Query Execution and Ranking: From Postings to Top-K Results
The Query Execution Problem
You have an inverted index with 100 million documents. User searches "cheap pizza delivery." How do you turn that into the top 10 results in under 50 ms? The answer involves three steps: find matching documents, score them, and return the top K. Each step has optimizations that make millisecond responses possible at scale.
Finding Matching Documents
Look up each query term in the dictionary. "cheap" returns a postings list with 500,000 document IDs. "pizza" returns 200,000 documents. "delivery" returns 150,000 documents. For AND queries (documents containing ALL terms), intersect the lists. Efficient merge join on sorted lists, or skip list traversal, intersects million element lists in 5 to 10 ms. Result: 15,000 documents contain all three terms. For OR queries, union the lists: 700,000 documents contain at least one term.
Scoring with BM25
Not all matches are equal. A document mentioning "pizza" 10 times is more relevant than one mentioning it once.
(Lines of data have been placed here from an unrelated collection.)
PR #4508, opened 2026-01-12
new: event log grpc service

FedeDP:
### Description
This is a new grpc service that allows to request rotation log params changes to event log exporter.

### Changelog

```release-note
new: event log grpc service
```

### DIFF
--- a/pkg/exporter/exporter_test.go
+++ b/pkg/exporter/exporter_test.go
@@ -8,13 +8,20 @@ import (
 	"encoding/json"
 	"fmt"
 	"os"
+	"path/filepath"
 	"strings"
 	"sync"
 	"testing"
+	"testing/synctest"
 	"time"
 
+	"github.com/cilium/lumberjack/v2"
 	"github.com/stretchr/testify/assert"
 	"github.com/stretchr/testify/require"
+
+	"github.com/cilium/tetragon/pkg/server/eventlog"
+
+	"github.com/cilium/tetragon/pkg/option"
 
 	"github.com/cilium/tetragon/api/v1/tetragon"
 	"github.com/cilium/tetragon/pkg/encoder"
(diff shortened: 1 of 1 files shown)


cmd/tetragon/main.go
```diff
@@ -690,38 +705,7 @@ func startExporter(ctx context.Context, server *server.Server) error {
 	finfo, err := os.Stat(filepath.Clean(option.Config.ExportFilename))
 	if err == nil && finfo.IsDir() {
 		// Error if exportFilename points to a directory
-		return errors.New("passed export JSON logs file point to a directory")
-	}
-	logFile := filepath.Base(option.Config.ExportFilename)
```
FedeDP, line 699: Moved to be internally managed by exporter.

pkg/server/eventlog/server.go
```diff
@@ -0,0 +1,80 @@
...
+	// Update server params
+	if req.MaxSize != nil {
+		s.MaxSize = *req.MaxSize
+	}
+	if req.MaxBackups != nil {
+		s.MaxBackups = *req.MaxBackups
+	}
+	if req.RotationInterval != nil {
+		s.RotationInterval = *req.RotationInterval
+	}
```
kkourt, line 104: Does it make sense to check for values that may cause problems? E.g., req.MaxSize == 0?

pkg/server/eventlog/server.go
```diff
@@ -0,0 +1,80 @@
+// SPDX-License-Identifier: Apache-2.0
+// Copyright Authors of Tetragon
+
+package eventlog
```
kkourt, line 4: Would this package better placed under server? i.e., pkg/server/eventlog?

pkg/exporter/exporter.go
```diff
@@ -92,3 +145,29 @@ func (e *Exporter) SendMsg(_ any) error {
...
+
+	if params.MaxBackups != nil {
+		writer.MaxBackups = int(*params.MaxBackups)
+	}
+
+	if params.RotationInterval != nil {
+		e.rotateTimer = time.AfterFunc(
+			*params.RotationInterval,
+			e.rotate,
+		)
```
kkourt, line 178: Should we use e.rotateTimer?Stop() if rotateTimer is not nil?

pkg/server/eventlog/server.go
FedeDP: I don't think that is necessary; we do not check their value from `option.Config` either.
Also:
* `MaxSize == 0` would enforce default value to be used (100MB):
```go
// max returns the maximum size in bytes of log files before rolling.
func (l *Logger) max() int64 {
	if l.MaxSize == 0 {
		return int64(defaultMaxSize * megabyte)
	}
	return int64(l.MaxSize) * int64(megabyte)
}
```

pkg/server/eventlog/server.go
FedeDP: Yes it might be a better place, thanks!

pkg/exporter/exporter.go
FedeDP: Sure, that makes sense!

FedeDP:
The test is expected to badly fail because of a goroutine leak in lumberjack code; see here for the fix: https://github.com/cilium/lumberjack/pull/7

FedeDP:
`cilium/lumberjack` had a patch release (v2.4.2) that fixed the goroutine leak. I upgraded it in latest commit. :pray: 

EDIT: since the update reached main, rebased on top of main and removed this commit.

pkg/exporter/exporter.go
```diff
@@ -92,3 +150,33 @@ func (e *Exporter) SendMsg(_ any) error {
 func (e *Exporter) RecvMsg(_ any) error {
 	return nil
 }
+
+func (e *Exporter) SetLogParams(params eventlog.Params) error {
```
kkourt, line 154: Do we need to synchronize here? Is it possible to get multiple of these requests via gRPC?

FedeDP: I think you are right; i was not sure whether grpc requests were running concurrently, but i bet so.
Let me fix this.

FedeDP: Pushed the changes.

FedeDP: Mmh i am wondering whether it is better to sync at the `eventlog/server` level instead; this leaves less freedom to `eventLogParamsSetter` interface implementers, but at the same time gives much more guarantees that every call to this grpc API is not concurrent.

FedeDP: IMHO :point_up: is the best solution; this way implementers are not aware of any sync method since it is managed above them. 
Pushed the changes.

pkg/server/eventlog/server.go
```diff
@@ -0,0 +1,86 @@
...
+)
+
+type Params struct {
+	MaxSize          *int32
+	RotationInterval *time.Duration
+	MaxBackups       *int32
+}
+
+type eventLogParamsSetter interface {
+	SetLogParams(params Params) error
```
kkourt, line 26: Can we document that the caller needs to serialize the calls to this method here?

cmd/tetragon/main.go
```diff
@@ -495,11 +496,25 @@ func tetragonExecuteCtx(ctx context.Context, cancel context.CancelFunc, ready fu
...
+	// Fetch the exporter if needed
+	var exporter *exporter.Exporter
+	if option.Config.ExportFilename != "" {
+		exporter, err = getExporter(ctx, pm.Server)
+		if err != nil {
+			return fmt.Errorf("failed to fetch json exporter: %w", err)
+		}
+	}
+
+	logSrv := eventlog.New(exporter)
```
kkourt, line 509: If I do: --export-filename "", and then `.tetra eventlog set`, I get a SIGSEGV.
Let's fix this.

Also: I'm a bit confused as to why the export file is set by default.
At least in help, it is mentioned that this is disabled by default:
```
      --export-filename string                     Filename for JSON export. Disabled by default
```

FedeDP: > If I do: --export-filename "", and then .tetra eventlog set, I get a SIGSEGV.

Uh let me double check; thanks!

pkg/server/eventlog/server.go
FedeDP: Mmh what do you mean?

cmd/tetragon/main.go
FedeDP: > Also: I'm a bit confused as to why the export file is set by default.

It is not set by default though. Did you see the opposite?

FedeDP: I chose to validate the passed `setters` to be non-nil interface and non-pointing-to-nil values. 
This enforces the check even for (possible) clients that make use of the eventlog grpc service.

pkg/observer/observertesthelper/observer_test_helper.go
```diff
@@ -413,7 +413,7 @@ func loadExporter(tb testing.TB, ctx context.Context, obs *observer.Observer, op
 	encoder := encoder.NewProtojsonEncoder(outF)
 
 	req := tetragon.GetEventsRequest{AllowList: opts.allowList, DenyList: opts.denyList}
-	exporter := exporter.NewExporter(ctx, &req, processManager.Server, encoder, outF, nil)
+	exporter, _ := exporter.NewExporter(ctx, &req, processManager.Server, encoder, outF, nil)
```
kkourt: I guess we could `Fatal()` here if there is an error?

FedeDP: Makes sense :) 
we can just return the `err` since it is managed by the callers.

PR #4510, opened 2026-01-12
docs: exclude nakryiko.com from link checker

puwun:
The nakryiko.com blog has transient certificate issues that cause false positives in the automated link checker.

Fixes: #4502

### Description
Added `nakryiko.com` to the lychee link checker exclude list in `.github/lychee.toml`. The automated link checker periodically reports certificate/network errors for links to this domain, even though the site and links are valid. This follows the existing pattern used for other domains with similar transient issues (e.g., `virtualbox.org`, `slack.cilium.io`)

### Changelog

```release-note
docs: Exclude nakryiko.com from automated link checker to prevent false positives
```

### DIFF
--- a/.github/lychee.toml
+++ b/.github/lychee.toml
@@ -11,6 +11,8 @@ exclude = [
   'docs/assets/icons/logo.*\.svg', 
   # the virtualbox website sends 500 regularly
   'virtualbox.org',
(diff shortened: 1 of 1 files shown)


mtardy (approved):
Thanks, that exactly what I wanted to do :)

BM25 (Best Match 25) is the modern standard. It combines term frequency (TF, how often term appears in document), inverse document frequency (IDF, rare terms score higher), and document length normalization (short documents not unfairly penalized). Key parameters: k1 (typically 1.2 to 2.0) controls TF saturation to penalize keyword stuffing; b (typically 0.75) controls length normalization. Computing BM25 takes about 100 nanoseconds per term per document. For 15,000 candidates with 3 terms: 4.5 million operations in 5 to 10 ms.
Top K with Heap
Users want 10 results, not 15,000. Maintain a min heap of size K (typically 10 to 100). As you score each document, compare against heap minimum. If new score is higher, pop minimum and push new score. Heap operations are O(log K), so finding top 10 among 15,000 takes about 60,000 comparisons in under 1 ms. No need to sort all 15,000 results.
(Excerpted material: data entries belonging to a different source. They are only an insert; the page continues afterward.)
Issue #4509, opened 2026-01-12
perfring test failure not handled correctly


kkourt:
Consider the following failed test:

```diff
diff --git a/pkg/sensors/tracing/tracepoint_test.go b/pkg/sensors/tracing/tracepoint_test.go
index 9f0d3c9c6..cc4ee5faf 100644
--- a/pkg/sensors/tracing/tracepoint_test.go
+++ b/pkg/sensors/tracing/tracepoint_test.go
@@ -1019,3 +1019,34 @@ spec:
        err = jsonchecker.JsonTestCheck(t, checker)
        require.NoError(t, err)
 }
+
+func TestTracepointShouldFail(t *testing.T) {
+       testutils.CaptureLog(t, logger.GetLogger())
+       ctx, cancel := context.WithTimeout(context.Background(), tus.Conf().CmdWaitTime)
+       defer cancel()
+
+       mypid := int(observertesthelper.GetMyPid())
+       t.Logf("filtering for my pid (%d)", mypid)
+
+       spec := &v1alpha1.TracingPolicySpec{
+               Tracepoints: []v1alpha1.TracepointSpec{{
+                       Subsystem: "raw_syscalls",
+                       Event:     "sys_enter",
+               }},
+       }
+
+       loadGenericSensorTest(t, spec)
+       t0 := time.Now()
+       loadElapsed := time.Since(t0)
+       t.Logf("loading sensors took: %s\n", loadElapsed)
+
+       eventFn := func(ev notify.Message) error {
+               return fmt.Errorf("FAILURE TEST")
+       }
+
+       ops := func() {
+               time.Sleep(10)
+       }
+
+       perfring.RunTest(t, ctx, ops, eventFn)
+}
```

perfring.RunTest() does not terminate even though eventFn returns an error.

```
    logcapture.go:24: time=2026-01-12T17:45:17.406+01:00 level=INFO msg="Loaded sensor successfully" sensor=generic_tracepoint
    tracepoint_test.go:1041: loading sensors took: 50ns
    perfring.go:202: error loop event function returned: FAILURE TEST
```

kevsecurity:
#4511 is fix.

mtardy:
> [#4511](https://github.com/cilium/tetragon/pull/4511) is fix.

fix got merged, closing this!

PR #4511, opened 2026-01-12
Tetragon: Perf ring testutil exit on error

kevsecurity:
The ring buffer test util in pkg/testutil/perfring do not exit correctly if a test fails. This is partly because the test function is launched in a goroutine, but mainly because we fail to cancel the ring buffer consumers' contexts. This commit addresses both issues.


kkourt (approved):
Thanks! tried it out and fixes https://github.com/cilium/tetragon/issues/4509! 🚀

PR #4516, opened 2026-01-13
test: add synthetic event generators for OOO scenarios

ariosmon:
Adds bash scripts to generate JSONL event streams for testing Tetragon's ProcessCache behavior under Out-Of-Order (OOO) conditions. Includes:
- Single scenario generator (smoke test).
- Stress test generator (load/memory leak test).
- Documentation (README).


ariosmon:
> Hey, just a comment, I saw it's a draft and I imagine it's been derived from your recent bash scripts but if we decide to merge as part of the project eventually I think it would be nice to use Go. In the past we had to migrate bash scripts to Go already so maybe we could do it in Go in the first place.

Hello @mtardy, we are working on the [synthetic event injection API](https://github.com/cilium/tetragon/issues/4497) and need to generate a JSON file with some async events. My initial approach was to create it using a Bash script, but we could also move to Go. If this approach is approved after some testing, I can migrate it to Go at that point and merge it into the master branch. @sglushko

PR #351, opened 2022-09-21
Use Python 3.10 for g++ tests, POC tests and documentation tests

ambv:
Also, stop ignoring failures for all tests except for main (as Windows is currently failing).


ambv:
As discussed with @antocuni at the sprint, I'm landing this.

Early Termination with WAND
WAND (Weak AND) and MaxScore are clever optimizations. If postings lists are sorted by potential score contribution, you can stop early. Once your heap has K good results and remaining documents cannot possibly beat the minimum score, stop scanning. WAND maintains score upper bounds and skips entire postings blocks. This turns scanning 500,000 postings into scanning 20,000, reducing query time from 50 ms to 8 to 12 ms. CPU savings of 3x to 10x are typical for large disjunctions.